# TASK DIRECTIONS:
Give back exactly the lines that run from the beginning of the entries to the line containing "1. Skip database", both included, and nothing else.
DATASET RECORDS below:
PR #12538, opened 2020-07-21
perf(db): skip tx for get blob, patch/put blob upload apis

heww:
1. Skip database transaction middleware for GET Blob and PATCH Blob Upload APIs for there are no database writing operations in them.
2. Skip database transaction middleware for PUT Blob Upload API  and execute database transaction manually in the middlewares in it so that use some short time executions than one long time database transaction execution. Replication use PUT Blob Upload API to upload the whole blob which may spend a long time (minutes level or even more) taking up a database connection if only one database transaction execution in this API.

### DIFF
--- a/src/pkg/distribution/distribution.go
+++ b/src/pkg/distribution/distribution.go
@@ -47,7 +47,11 @@ var (
 var (
 	name      = fmt.Sprintf("(?P<name>%s)", ref.NameRegexp)
 	reference = fmt.Sprintf("(?P<reference>((%s)|(%s)))", ref.DigestRegexp, ref.TagRegexp)
+	dgt       = fmt.Sprintf("(?P<digest>%s)", ref.DigestRegexp)
 	sessionID = "(?P<session_id>[a-zA-Z0-9-_.=]+)"
+
+	// BlobURLRegexp regexp which match blob url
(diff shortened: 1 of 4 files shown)


src/pkg/distribution/distribution.go
```diff
@@ -47,8 +47,12 @@ var (
 var (
 	name      = fmt.Sprintf("(?P<name>%s)", ref.NameRegexp)
 	reference = fmt.Sprintf("(?P<reference>((%s)|(%s)))", ref.DigestRegexp, ref.TagRegexp)
+	dgt       = fmt.Sprintf("(?P<digest>%s)", ref.DigestRegexp)
 	sessionID = "(?P<session_id>[a-zA-Z0-9-_.=]+)"
 
+	// BlobURLRegexp regexp which match blob url
+	BlobURLRegexp = regexp.MustCompile(`^/v2/` + name + `/blobs/` + dgt)
```
wy65701436, line 54: duplicate with `V2BlobUploadURLRe` in ./ser/server/middlware/patterns.go?

heww: I think parse the pattern paramters from /v2 url need to put in this pkg not in src/server/middleware/patterns.go

I will create a issue to track this problem.

PR #12539, opened 2020-07-21
Fix: beego app config port hardcode

ninjadq:
the port should be flexible depend on the internal tls


make/photon/prepare/templates/core/app.conf.jinja
```diff
@@ -1,6 +1,10 @@
 appname = Harbor
-runmode = dev
+runmode = prod
 enablegzip = true
 
-[dev]
-httpport = 8080
+[prod]
+{% if internal_tls.enabled %}
+httpport = {{8080}}
```
bitsf, line 7: 是不是端口写反了

PR #12567, opened 2020-07-23
Schedule preheat policy.

kofj:

### DIFF
--- a/src/controller/p2p/preheat/controller.go
+++ b/src/controller/p2p/preheat/controller.go
@@ -11,6 +11,12 @@ import (
 	providerModels "github.com/goharbor/harbor/src/pkg/p2p/preheat/models/provider"
 	"github.com/goharbor/harbor/src/pkg/p2p/preheat/policy"
 	"github.com/goharbor/harbor/src/pkg/p2p/preheat/provider"
+	"github.com/goharbor/harbor/src/pkg/scheduler"
+)
+
+const (
+	// SchedulerCallback ...
+	SchedulerCallback = "P2PPreheatCallback"
 )
 
 var (
@@ -119,14 +125,16 @@ type controller struct {
 	// For instance
 	iManager instance.Manager
 	// For policy
-	pManager policy.Manager
+	pManager  policy.Manager
+	scheduler scheduler.Scheduler
 }
 
 // NewController is constructor of controller
 func NewController() Controller {
 	return &controller{
-		iManager: instance.Mgr,
-		pManager: policy.Mgr,
+		iManager:  instance.Mgr,
+		pManager:  policy.Mgr,
+		scheduler: scheduler.Sched,
 	}
 }
 
@@ -197,14 +205,45 @@ func (c *controller) CountPolicy(ctx context.Context, query *q.Query) (int64, er
 	return c.pManager.Count(ctx, query)
 }
 
+// TriggerParam ...
+type TriggerParam struct {
+	PolicyID int64
+}
+
 // CreatePolicy creates the policy.
-func (c *controller) CreatePolicy(ctx context.Context, schema *policyModels.Schema) (int64, error) {
+func (c *controller) CreatePolicy(ctx context.Context, schema *policyModels.Schema) (id int64, err error) {
 	if schema != nil {
 		now := time.Now()
 		schema.CreatedAt = now
 		schema.UpdatedTime = now
 	}
-	return c.pManager.Create(ctx, schema)
+
+	id, err = c.pManager.Create(ctx, schema)
+	if err != nil {
+		return
+	}
+
+	if schema.Trigger != nil &&
+		schema.Trigger.Type == policyModels.TriggerTypeScheduled &&
+		len(schema.Trigger.Settings.Cron) > 0 {
+		// schedule and update policy
+		schema.Trigger.Settings.JobID, err = c.scheduler.Schedule(ctx, schema.Trigger.Settings.Cron, SchedulerCallback, TriggerParam{PolicyID: id})
+		if err != nil {
+			return 0, err
+		}
+
+		schema.ID = id
+		err = c.pManager.Update(ctx, schema, "trigger")
+		if err != nil {
+			errUnsch := c.scheduler.UnSchedule(ctx, schema.Trigger.Settings.JobID)
+			if errUnsch != nil {
+				return 0, errUnsch
+			}
+			return 0, err
+		}
+	}
+
+	return
 }
 
 // GetPolicy gets the policy by id.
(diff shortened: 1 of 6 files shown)


src/controller/p2p/preheat/controller.go
```diff
@@ -197,13 +206,34 @@ func (c *controller) CountPolicy(ctx context.Context, query *q.Query) (int64, er
...
+
 // CreatePolicy creates the policy.
 func (c *controller) CreatePolicy(ctx context.Context, schema *policyModels.Schema) (int64, error) {
 	if schema != nil {
 		now := time.Now()
 		schema.CreatedAt = now
 		schema.UpdatedTime = now
 	}
+
+	if schema.Trigger != nil && schema.Trigger.Type == policyModels.TriggerTypeScheduled {
```
steven-zou, line 223: Do we need a rollback operation here?
If schedule is created successfully, but the scheme is failed to create, shall we remove the schedule here?

steven-zou: We can discuss more offline about this error handling logic.

kofj: OK, let's discuss offline

src/controller/p2p/preheat/controllor_test.go
```diff
@@ -295,3 +317,18 @@ func (s *preheatSuite) TestCheckHealth() {
 	err = s.controller.CheckHealth(s.ctx, instance)
 	s.NoError(err)
 }
+
+type fakePreheatScheduler struct {
```
steven-zou, line 321: There is a mock scheduler under `src/testing/pkg/scheduler`

steven-zou: Please use that one for mock cases

src/controller/p2p/preheat/controller.go
```diff
@@ -2,15 +2,23 @@ package preheat
...
 	policyModels "github.com/goharbor/harbor/src/pkg/p2p/preheat/models/policy"
 	providerModels "github.com/goharbor/harbor/src/pkg/p2p/preheat/models/provider"
 	"github.com/goharbor/harbor/src/pkg/p2p/preheat/policy"
 	"github.com/goharbor/harbor/src/pkg/p2p/preheat/provider"
+	"github.com/goharbor/harbor/src/pkg/scheduler"
+)
+
+const (
+	// SchedulerCallback ...
+	SchedulerCallback = "P2PPreheatCallback"
```
steven-zou, line 21: I did not find the callback func definition.

You should implement a callback func and register it with a name like `P2PPreheatCallback` to the scheduler.

In the callback func, you need to enforce the corresponding policy when the schedule signal is coming.

src/controller/p2p/preheat/controller.go
```diff
@@ -197,14 +207,42 @@ func (c *controller) CountPolicy(ctx context.Context, query *q.Query) (int64, er
...
-func (c *controller) CreatePolicy(ctx context.Context, schema *policyModels.Schema) (int64, error) {
+func (c *controller) CreatePolicy(ctx context.Context, schema *policyModels.Schema) (id int64, err error) {
 	if schema != nil {
 		now := time.Now()
 		schema.CreatedAt = now
 		schema.UpdatedTime = now
 	}
-	return c.pManager.Create(ctx, schema)
+
+	if err = orm.WithTransaction(func(ctx context.Context) error {
```
steven-zou, line 224: I don't think the DB transaction can roll back the already created schedule job at the job service side when the scheme is failed to persist.

Maybe we can double-check if the policy with the ID that is returned in the `TriggerParam ` is existing in the DB, if not, then unscheduled the corn job?

src/controller/p2p/preheat/controller.go
```diff
@@ -222,11 +252,87 @@ func (c *controller) UpdatePolicy(ctx context.Context, schema *policyModels.Sche
...
+					needSch = true
+				}
+			}
+		case policyModels.TriggerTypeEventBased:
+			needUn = true
+
+		case policyModels.TriggerTypeManual:
+			needUn = true
+
+		case "":
```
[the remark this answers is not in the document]
steven-zou: Why this comment is resolved. I did not see any answer here.

src/controller/p2p/preheat/controller.go
```diff
@@ -197,14 +207,38 @@ func (c *controller) CountPolicy(ctx context.Context, query *q.Query) (int64, er
...
 		schema.CreatedAt = now
 		schema.UpdatedTime = now
 	}
-	return c.pManager.Create(ctx, schema)
+
+	if err = orm.WithTransaction(func(ctx context.Context) error {
+		if schema.Trigger != nil && schema.Trigger.Type == policyModels.TriggerTypeScheduled {
+			var cron = schema.Trigger.Settings.Cron
+			if len(cron) > 0 {
+				jobid, err := c.scheduler.Schedule(ctx, cron, SchedulerCallback, TriggerParam{PolicyID: schema.ID})
```
steven-zou, line 227: It seems at this time there is no policy ID yet because it is not persisted yet

src/controller/p2p/preheat/controller.go
```diff
@@ -222,11 +256,77 @@ func (c *controller) UpdatePolicy(ctx context.Context, schema *policyModels.Sche
...
+				// schedule new
+				if len(cron) > 0 {
+					// valid cron
+					needSch = true
+				}
+			}
+
+		case "":
+		default:
+			return fmt.Errorf("not support Trigger %s", schema.Trigger.Type)
```
steven-zou, line 293:
```suggestion
			
```

src/controller/p2p/preheat/controller.go
```diff
@@ -222,11 +256,77 @@ func (c *controller) UpdatePolicy(ctx context.Context, schema *policyModels.Sche
...
+		}
+	}
+
+	// unschedule old
+	if needUn {
+		err = c.scheduler.UnSchedule(ctx, oldJobID)
+		if err != nil {
```
steven-zou, line 300: How can we handle the old jobID

src/core/api/base.go
```diff
@@ -202,7 +204,24 @@ func Init() error {
...
+	p2pPreheatCallbackFun := func(p interface{}) error {
+		str, ok := p.(string)
+		if !ok {
+			return fmt.Errorf("the type of param %v isn't string", p)
+		}
+		param := &preheat.TriggerParam{}
+		if err := json.Unmarshal([]byte(str), param); err != nil {
+			return fmt.Errorf("failed to unmarshal the param: %v", err)
+		}
+		_, err := preheat.Enf.EnforcePolicy(orm.Context(), param.PolicyID)
```
steven-zou, line 221: @heww 

There will be db queries in the EnforcePolicy method, is it ok to use `orm.Context()` here to create the context that contains the orm reference?

src/controller/p2p/preheat/controller.go
heww: `orm.WithTransaction` woks in job service side, it is a wrapper for `Begin`, `Commit` `Rollback`.

src/core/api/base.go
heww: `orm.Context` will work after the DB initialized, so it is ok here.

src/controller/p2p/preheat/controller.go
kofj: removed.

src/controller/p2p/preheat/controller.go
kofj: fixed.

src/controller/p2p/preheat/controllor_test.go
kofj: changed

src/controller/p2p/preheat/controller.go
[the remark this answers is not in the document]
kofj: removed

src/controller/p2p/preheat/controller.go
kofj: implemented P2PPreheatCallback func

src/controller/p2p/preheat/controller.go
kofj: if `UnSchedule` the old-one success but `Schedule` the new-one failed, user will always get error when retry update, because the old-one's `jobID` can not found. Can we return success if `jobID` not found when call `UnSchedule`?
End of DATASET RECORDS.
# WRITTEN SOLUTION:
PR #12538, opened 2020-07-21
perf(db): skip tx for get blob, patch/put blob upload apis

heww:
1. Skip database transaction middleware for GET Blob and PATCH Blob Upload APIs for there are no database writing operations in them.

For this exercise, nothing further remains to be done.